A look inside the Clarksburg Mission’s Sober Living homes

West Virginia

CLARKSBURG, WV (WBOY) – It’s a special celebration for the Clarksburg Mission’s Sober Living Homes. Three people are graduating from the program—the most they’ve ever had at the same time.

Payden Michael, Brittany Miles and Chance Ward gathered with their friends and family to commemorate their time at the house. 

This triple graduation is the biggest graduation yet at the Clarksburg Mission’s Sober Living Homes

“Honestly, I was real bad on drugs, and I had a federal case,” Chance admits, “I went to jail, and then from jail I went to Bob Mays here in Clarksburg, and I spent like 92 days there and came here February sixth of last year. And this is where my whole recovery, my whole foundations came from here. This place really saved my life.”

The sober living homes helped Brittany attain a GED and Chance get back her ID. Now, Brittany and Chance will be getting their own apartment and have enrolled in college.

A Christian facility, everyone prayed over the food before digging in

“I’m very nervous, but I know that I’ll be ok,” said Chance, “When I go out on my own, I know the things that I need to do, like the coping skills. If I’m getting triggered or want to use or something, I know that I have phone numbers here that I can call, and then other people out in the recovery community that will be there for me if I need somebody.”
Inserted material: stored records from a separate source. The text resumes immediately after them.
PR #675, opened 2020-08-18
Ginger REST specify edges

emiflake:
Built on top of fix for #670

The API using the erlang parser is mostly just to get it usable right away.

### DIFF
--- a/modules/mod_ginger_banner/mod_ginger_banner.erl
+++ b/modules/mod_ginger_banner/mod_ginger_banner.erl
@@ -13,7 +13,7 @@
     manage_schema/2
 ]).
 
-manage_schema(_Version, Context) ->
+manage_schema(_Version, _Context) ->
     #datamodel{
         resources = [
             {message_banner, text, [
--- a/modules/mod_ginger_banner/mod_ginger_banner.erl
+++ b/modules/mod_ginger_banner/mod_ginger_banner.erl
@@ -14,12 +14,11 @@
 ]).
 
 manage_schema(_Version, Context) ->
-    Datamodel = #datamodel{
+    #datamodel{
         resources = [
             {message_banner, text, [
                 {title, "Banner"},
                 {is_published, false}
             ]}
         ]
-    },
-    z_datamodel:manage(?MODULE, Datamodel, Context).
+    }.
--- a/modules/mod_ginger_base/controllers/controller_rest_resources.erl
+++ b/modules/mod_ginger_base/controllers/controller_rest_resources.erl
@@ -103,8 +103,9 @@ to_json(Req, State = #state{mode = collection}) ->
                    wrq:req_qs(Req)
                   )
                 ),
+        EdgePath = parse_path(proplists:get_value("edge_path", wrq:req_qs(Req), "")),
         Ids = z_search:query_(Args, Context),
-        Json = jsx:encode([rsc(Id, Context, true) || Id <- Ids, m_rsc:is_visible(Id, Context)]),
+        Json = jsx:encode([with_deep_edges(m_ginger_rest:rsc(Id, Context), EdgePath, Context) || Id <- Ids, m_rsc:is_visible(Id, Context)]),
         {Json, Req, State}
     catch
         _:Error ->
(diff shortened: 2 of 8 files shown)


modules/mod_ginger_banner/mod_ginger_banner.erl
```diff
@@ -13,13 +13,12 @@
...
+    #datamodel{
         resources = [
             {message_banner, text, [
                 {title, "Banner"},
                 {is_published, false}
             ]}
         ]
-    },
-    z_datamodel:manage(?MODULE, Datamodel, Context).
+    }.
```
robvandenbogaard, line 24: Yes, correct - manage_schema is called to return a model only; the caller will materialize it.

modules/mod_ginger_base/controllers/controller_rest_resources.erl
```diff
@@ -103,8 +103,9 @@ to_json(Req, State = #state{mode = collection}) ->
                    wrq:req_qs(Req)
                   )
                 ),
+        EdgePath = parse_path(proplists:get_value("edge_path", wrq:req_qs(Req), "")),
```
robvandenbogaard, line 106: Does this mean one can only traverse/include a single edge path in a single resource request? I would think we need to be able to specify multiple paths.

modules/mod_ginger_rdf/mod_ginger_rdf.erl
```diff
@@ -58,7 +48,17 @@ manage_schema(_, Context) ->
                 Context
```
robvandenbogaard, line 48: Yes indeed, the predicate update above is a tricky sideeffect.

modules/mod_ginger_base/controllers/controller_rest_resources.erl
```diff
@@ -225,15 +228,67 @@ trans({Key, Value}, Acc) ->
...
+                    #rsc_list{list = Objects} = m_rsc:o(Id, Predicate, Context),
+                    [
+                     #{
+                      <<"predicate_name">> => Predicate,
+                      <<"resource">> =>
+                          with_deep_edges(
+                            m_ginger_rest:rsc(Object, Context),
+                            DeeperPredicates,
+                            Context)
+                     } || Object <- Objects
```
robvandenbogaard, line 285: Ah we don't need the `is_visible` here, because `m_rsc:o` is covering that?

modules/mod_ginger_base/controllers/controller_rest_resources.erl
emiflake: Currently we gain two abilities with this new query parameter:
- Specify depth of edges
- Specify a filter for the edges at each depth
Together I called this an 'edge path'.

But indeed, we could want to resolve multiple 'edge paths'. I think naively, we could solve this by just taking a list of 'edge paths' and running `with_deep_edges` for each of the paths, but of course we would be wasting effort by traveling the same edges twice.

modules/mod_ginger_rdf/mod_ginger_rdf.erl
emiflake: These changes are yours! (I built this PR on top of that branch, and it took these two commits with it)

modules/mod_ginger_base/controllers/controller_rest_resources.erl
emiflake: Good question, I have a hard time tracing back if that is the case. This code was partly inherited from [m_ginger_rest.erl's with_edges/3](https://github.com/driebit/ginger/blob/master/modules/mod_ginger_base/models/m_ginger_rest.erl#L58) which uses `m_rsc:o` instead of `m_edge:get_edges` in `with_edges/2`.

modules/mod_ginger_base/controllers/controller_rest_resources.erl
robvandenbogaard: Yes, maybe good to start out with this and if we see we need more we can easily extend.

modules/mod_ginger_rdf/mod_ginger_rdf.erl
robvandenbogaard: Oh haha! :D Now you say it..I recall doing something similar indeed :joy:

modules/mod_ginger_base/controllers/controller_rest_resources.erl
robvandenbogaard: I agree. I'm having a hard time finding that check in `m_rsc:o` too. It seems to just forward to `m_edge:get_edges`. So we actually should check visibility here explicitly too.

robvandenbogaard: Great!

rl-king:
moved to #676

PR #677, opened 2021-02-19
Change og image tags to https

M-Skipemski:


robvandenbogaard (approved):
In a next update we also need to move the fallback image into the files/archive directory to be able to use image_url in the else block too.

The sober living homes prides itself in building a recovery community. The welcoming atmosphere they try to uphold becomes family for people who might not have the support from their biological family.

“I don’t have a whole lot of family,” said Brittany, “So, everybody in this room became my family.”

The process also strives on reconnecting people with their family, as Payden was reconnected with his daughter, Ava.

Payden Michael with his daughter, Ava

“We live in Parsons, and there’s no place like this there,” said Payden’s mom, “It has not only made him a better person, it’s made him a better son. It’s made him a better father.”

In order to get into the sober living homes, they require a 28-day treatment center and an application process. Payden said when he was going through the interview process, it was the first time in a long time that somebody said they would take a chance on him.

A picture slideshow of the graduates’ time at sober living set to music was shown after dinner

“I was just tired. I was tired of waking up and having more charges. I was tired of waking up in the hospital. I was tired of being sick. Losing jobs. Getting suspended from jobs and basically burning every bridge that I ever had,” said Payden, “It got to the point where it didn’t work getting high or getting drunk. I couldn’t even numb that pain. It was too much to bear at that point.” 

After graduating, Payden said he wants to continue to support the program by being the assistant house manager. All three graduates say they are grateful for their experience at the sober living home.

“I just want to thank the mission and these houses and Andy Bailey because they’ve really saved my life, for real,” said Chance, “This has been an experience that I’ll never forget and this has been something that has helped me find my voice.”